PFF è una favola oscura, tenera, ironica, spietata, sanguigna. Una favola che prende vita in parole, musiche e movimento.
In scena una donna e un pianoforte ma, dall'invisibile, personaggi evocati e plasmati con note, parole, gesti e silenzi. Un'opera inedita, dove corpo, parola e musica, composta appositamente ed eseguita dal vivo dall’attrice e performer stessa, vanno a creare una tela fisica e narrativa dalle innumerevoli sfumature.

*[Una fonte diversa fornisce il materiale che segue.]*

Issue #65, opened 2022-09-08
Unicast Send/Receive Support


pixsperdavid:
I need unicast send/receive support for my current project so willing to work on adding this feature. Similar to #61, could you give an overview of tasks that are involved in implementing this?

keepsimple1:
Thanks for stepping up and take the initiative! Here is a list of tasks on my mind:

- [ ] sockets for receiving: currently `Zeroconf::intf_socks` only processes multicast packets, these socks could also process incoming unicast packets received.  To me, this would need some experiments as all `intf_socks` are bound to `0.0.0.0`, hence they are probably load-balanced by the kernel for unicast.  How can we tell the unicast packets from the multicast packets? 

another option is to use a different server port (i.e. not 5353) just for unicast. It will be worth to check out what existing unicast DNS-SD software do. 

- [ ] socket for sending: this is probably easier, just adding a new socket in `Zeroconf` to send all unicast outgoing packets. The bind port can be chosen by the system. 

- [ ] handle unicast domains in `browse`:  for unicast, the domain will be different from `.local.` , and similar to a regular domain like `cs.mycompany.com.`.  When detected non-local domain, we should use unicast socket to send out the query. We might also need to do a regular DNS lookup for the domain IP address.

The above is the main points I can think of for now. There are muddy areas in unicast DNS-SD I don't know enough about. Hope we can figure everything out along the way.

pixsperdavid:
Thanks for the information, I'll make a start and submit a draft PR for review when ready.

pixsperdavid:
> distinguish unicast packets from multicast packet: probably not required, as long as we process them.

Unfortunately, according to [RFC 6702 5.5](https://www.rfc-editor.org/rfc/rfc6762#section-5.5), this is required. The library should respond to any queries sent to the server's unicast address with unicast responses. Therefore the library needs to determine the destination address of the incoming packets. I did some research and there's not currently an easy way to get this information in a cross-platform way in Rust. 

The best example I've found so far is the [multicast socket](https://github.com/bltavares/multicast-socket) crate. So a potential way forward could be to base the implementation on this, although it would require separate implementations for windows and unix sockets, and would also require some unsafe code. Thoughts?

keepsimple1:
[...]

PR #187, opened 2024-03-20
prototype: add unicast sockets

keepsimple1:
This is to experiment some ideas in issue #65 .  It does not fully address the issue (details below) but showing it's possible to bind to multicast address and use separate unicast sockets. (only tested on macOS at the moment). 

In theory, it is mainly based on two statements in the book "Unix network programming" by W. Richard Stevens: 

1. In section 19.3 Multicasting versus Broadcasting on A LAN, it says:

`... Nothing special is required to send a multicast datagram: the application does not have to join the multicast group.`

hence, in this patch, we use `uni_sock` in the `fn send_packet` even for sending multicast packets.

2. In section 19.5 Multicast Socket Options, towards to the end, it says:

` .. Some applications also bind the multicast address to the socket, in addition to the port. This prevents any other datagrams that might be received for that port from being delivered to the socket.`

Hence, in this patch, we bind the multicast socket to `GROUP_ADDR_V4/6`, instead of `INADDR_ANY`, to prevent this socket from receiving unicast packets.

However, there is a problem:  even with dedicated unicast sockets, we don't know the source IP of unicast packets received. This is because we are using `.read()` , not `.recv_from()`.   This is an old problem because in `socket2` `.recv_from()` became unsafe to use since 0.4.0. 

In my understanding, a prime use case of issue #65 is that:  
1. a querier sends a query datagram to mDNS Multicast address with `QU` flag in its question.
2. a responder receives the query on its multicast socket. 
3. Due to `QU` flag, the responder sends back responses in unicast back to the querier. 
4. The querier receives the unicast responses.

Although this patch can support receiving the unicast responses, the responder cannot do step 3 as they don't know the unicast IP of the querier.

A more rare use case is that the querier directly sends questions in unicast, which could be supported by this patch.

### DIFF
--- a/.github/workflows/build.yml
+++ b/.github/workflows/build.yml
@@ -29,4 +29,4 @@ jobs:
       - name: Run clippy and fail if any warnings
         run: cargo clippy -- -D warnings
       - name: Run tests
-        run: RUST_LOG=debug cargo test
+        run: cargo test
--- a/.github/workflows/build.yml
+++ b/.github/workflows/build.yml
@@ -29,4 +29,4 @@ jobs:
       - name: Run clippy and fail if any warnings
         run: cargo clippy -- -D warnings
       - name: Run tests
-        run: cargo test
+        run: RUST_LOG=debug cargo test
--- a/Cargo.toml
+++ b/Cargo.toml
@@ -25,3 +25,4 @@ socket2 = { version = "0.5.5", features = ["all"] }      # socket APIs
 
 [dev-dependencies]
 fastrand = "1.8"
+env_logger = { version = "0.10", default-features = false }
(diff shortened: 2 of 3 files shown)


keepsimple1:
The test failure on Ubuntu Linux is: 

`thread 'service_daemon::tests::service_with_temporarily_invalidated_ptr' panicked at 'called `Result::unwrap()` on an `Err` value: Msg("socket bind to [ff02::fb]:5353 failed: Invalid argument (os error 22)")', src/service_daemon.rs:2496:47`

The IPv6 addr `ff02::fb` is a link-local multicast address. Binding to it works fine on macOS but for some reason it failed on Linux.

PR #190, opened 2024-04-03
Implemented unicast responses to direct unicast, unicast questions and legacy unicast queries.

pixsperdavid:
Draft for now as I now need to construct some tests for this to verify it functions as expected.

One missing area for now is the following from RFC 6762:

> When receiving a question with the unicast-response bit set, a
   responder SHOULD usually respond with a unicast packet directed back
   to the querier.  However, if the responder has not multicast that
   record recently (within one quarter of its TTL), then the responder
   SHOULD instead multicast the response so as to keep all the peer
   caches up to date, and to permit passive conflict detection.  In the
   case of answering a probe question ([Section 8.1](https://www.rfc-editor.org/rfc/rfc6762#section-8.1)) with the unicast-
   response bit set, the responder should always generate the requested
   unicast response, but it may also send a multicast announcement if
   the time since the last multicast announcement of that record is more
   than a quarter of its TTL.

Implementing the above will require storing the time in which each service record was last multicasted on each specific interface so is therefore quite complex. For now I have simply used the logic that if all the questions in a given query request a unicast response, a unicast response is sent.

### DIFF
--- a/src/service_daemon.rs
+++ b/src/service_daemon.rs
@@ -42,14 +42,15 @@ use crate::{
     Receiver,
 };
 use flume::{bounded, Sender, TrySendError};
-use if_addrs::Interface;
+use if_addrs::{IfAddr, Interface};
 use polling::Poller;
-use socket2::{SockAddr, Socket};
+use socket2::SockAddr;
+use socket_pktinfo::PktInfoUdpSocket;
+use std::cmp::min;
 use std::{
     cmp,
     collections::{HashMap, HashSet},
     fmt,
-    io::Read,
     net::{IpAddr, Ipv4Addr, Ipv6Addr, SocketAddr, SocketAddrV4, SocketAddrV6, UdpSocket},
     str, thread,
     time::Duration,
@@ -74,6 +75,8 @@ const GROUP_ADDR_V6: Ipv6Addr = Ipv6Addr::new(0xff02, 0, 0, 0, 0, 0, 0, 0xfb);
 const LOOPBACK_V4: Ipv4Addr = Ipv4Addr::new(127, 0, 0, 1);
 
 const RESOLVE_WAIT_IN_MILLIS: u64 = 500;
+
+const LEGACY_UNICAST_RR_TTL: u32 = 10;
 
 /// Response status code for the service `unregister` call.
 #[derive(Debug)]
@@ -105,6 +108,8 @@ enum Counter {
     UnregisterResend,
     Browse,
     Respond,
+    RespondUnicast,
+    RespondLegacyUnicast,
     CacheRefreshQuery,
 }
 
@@ -117,6 +122,8 @@ impl fmt::Display for Counter {
             Counter::UnregisterResend => write!(f, "unregister-resend"),
             Counter::Browse => write!(f, "browse"),
             Counter::Respond => write!(f, "respond"),
+            Counter::RespondUnicast => write!(f, "respond-unicast"),
+            Counter::RespondLegacyUnicast => write!(f, "respond-legacy-unicast"),
             Counter::CacheRefreshQuery => write!(f, "cache-refresh"),
         }
     }
@@ -691,7 +698,7 @@ impl ServiceDaemon {
 }
 
 /// Creates a new UDP socket that uses `intf` to send and recv multicast.
-fn new_socket_bind(intf: &Interface) -> Result<Socket> {
+fn new_socket_bind(intf: &Interface) -> Result<PktInfoUdpSocket> {
     // Use the same socket for receiving and sending multicast packets.
     // Such socket has to bind to INADDR_ANY or IN6ADDR_ANY.
     let intf_ip = &intf.ip();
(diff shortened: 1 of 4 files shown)


src/service_daemon.rs
```diff
@@ -1863,9 +1938,18 @@ impl Zeroconf {
...
             out.id = msg.id;
-            broadcast_dns_on_intf(&out, intf_sock);
-
-            self.increase_counter(Counter::Respond, 1);
+            if is_unicast_reply {
+                if is_legacy_unicast {
+                    unicast_dns_on_intf(&out, src_addr.ip(), intf_sock);
+                    self.increase_counter(Counter::RespondLegacyUnicast, 1);
+                } else {
+                    unicast_dns_on_intf(&out, src_addr.ip(), intf_sock);
```
keepsimple1, line 1946: nit pick:  this common call of `unicast_dns_on_intf` can be extracted out and moved to before `if is_legacy_unicast` check.

src/service_daemon.rs
```diff
@@ -1430,12 +1437,48 @@ impl Zeroconf {
...
             Ok(msg) => {
                 if msg.is_query() {
-                    self.handle_query(msg, ip);
+                    self.handle_query(msg, ip, pktinfo.addr_src, is_unicast);
                 } else if msg.is_response() {
-                    self.handle_response(msg);
+                    if !is_unicast {
+                        self.handle_response(msg);
+                    } else {
+                        error!("Invalid message: unrequested unicast response");
```
keepsimple1, line 1480: I don't fully understand this part. Does it mean we will not handle _any_ unicast responses?   

Is it because this lib does not have ability to send out query with `UNIQUE_RESPONSE` bit set yet?

keepsimple1 (commented):
Thank you for the PR! While you're working on adding the tests, here are a few comments inline.

keepsimple1:
> Draft for now as I now need to construct some tests for this to verify it functions as expected.
> 
> One missing area for now is the following from RFC 6762:
> 
> > When receiving a question with the unicast-response bit set, a
> > responder SHOULD usually respond with a unicast packet directed back
> > to the querier.  However, if the responder has not multicast that
> > record recently (within one quarter of its TTL), then the responder
> > SHOULD instead multicast the response so as to keep all the peer
> > caches up to date, and to permit passive conflict detection.  In the
> > case of answering a probe question ([Section 8.1](https://www.rfc-editor.org/rfc/rfc6762#section-8.1)) with the unicast-
> > response bit set, the responder should always generate the requested
> > unicast response, but it may also send a multicast announcement if
> > the time since the last multicast announcement of that record is more
> > than a quarter of its TTL.
> 
> Implementing the above will require storing the time in which each service record was last multicasted on each specific interface so is therefore quite complex. For now I have simply used the logic that if all the questions in a given query request a unicast response, a unicast response is sent.

Sounds good to me, to implement this part later / separately.

src/service_daemon.rs
pixsperdavid: Yes exactly. Relevant RFC passage:

> A Multicast DNS querier MUST only accept unicast responses if
   they answer a recently sent query (e.g., sent within the last two
   seconds) that explicitly requested unicast responses.  A Multicast
   DNS querier MUST silently ignore all other unicast responses.

Therefore as the library currently will never send any queries requesting a unicast response, any unicast responses received will not be in answer to queries made by the library and therefore should be ignored. I'll add a comment to indicate this.

src/service_daemon.rs
```diff
@@ -1430,12 +1437,48 @@ impl Zeroconf {
 
         buf.truncate(sz); // reduce potential processing errors
 
+        let is_unicast = !pktinfo.addr_dst.is_multicast();
+
+        // Ignore unicast packets outside the local link
+        if is_unicast {
+            let should_respond = match (pktinfo.addr_src.ip(), &intf_sock.intf.addr) {
```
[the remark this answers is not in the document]
pixsperdavid: This actually has slightly different behaviour for IPv6 than my check. RFC states:

> Since it is possible
   for a unicast query to be received from a machine outside the local
   link, responders SHOULD check that the source address in the query
   packet matches the local subnet for that link (or, in the case of
   IPv6, the source address has an on-link prefix) and silently ignore
   the packet if not.

For IPv6, the `valid_ip_on_intf` function checks the subnet mask against the IP address, whereas I check if the address has an on-link prefix.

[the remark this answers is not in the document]
keepsimple1: You are right. Never mind. (I thought it covers the ipv6 case, but it's not)

keepsimple1 (commented):
Thanks for making the changes. Looks good!

keepsimple1:
Just wanted to share that I am looking at if we can use `PktInfoUdpSocket` to solve another issue #372 .

keepsimple1:
Just to circle back, `socket-pktinfo` crate is now introduced in `main` branch via PR #373. It would save some diff from this PR.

La musica del pianoforte è il filo teso di un racconto fatto di ombre evanescenti tra memorie e fantasie; è un sussurro sagace che accompagna; il corpo è il canto sottile che insinua un grido silente frammentato, è la voce vorace di un monito segreto.
PFF è una fiaba diversamente reale, è un sogno lucido reso vivo con sudore, con grazia e ancora sudore.

L’idea di questa favola nasce dalla profonda esigenza artistica di Valentina Cidda di raccontare la Vita attraverso una personale relazione con il pianoforte, una relazione viscerale con lo strumento difficile da spiegare...
La geniale scrittura e la regia non lineare di Valentino Infuso hanno dato forma e vita a questa idea, resa vera, universalmente ed emotivamente coinvolgente.

PFF è uno spettacolo teatrale, un assolo per corpo femminile e pianoforte, un concerto, una favola nera, un racconto alchemico, uno sberleffo di ironia e amara comicità.
Tre sonate, tre atti, come altrettante fasi dell'esistenza tese a una possibile trasformazione di stato, prove da superare verso un processo di guarigione.


Sonata Prima: le origini del male.
(La nascita, l'infanzia e i momenti salienti in cui si fissano quei germi, nel bene e nel male, che porteranno l'individuo ad essere quel che crede -o che gli hanno fatto credere- di essere.)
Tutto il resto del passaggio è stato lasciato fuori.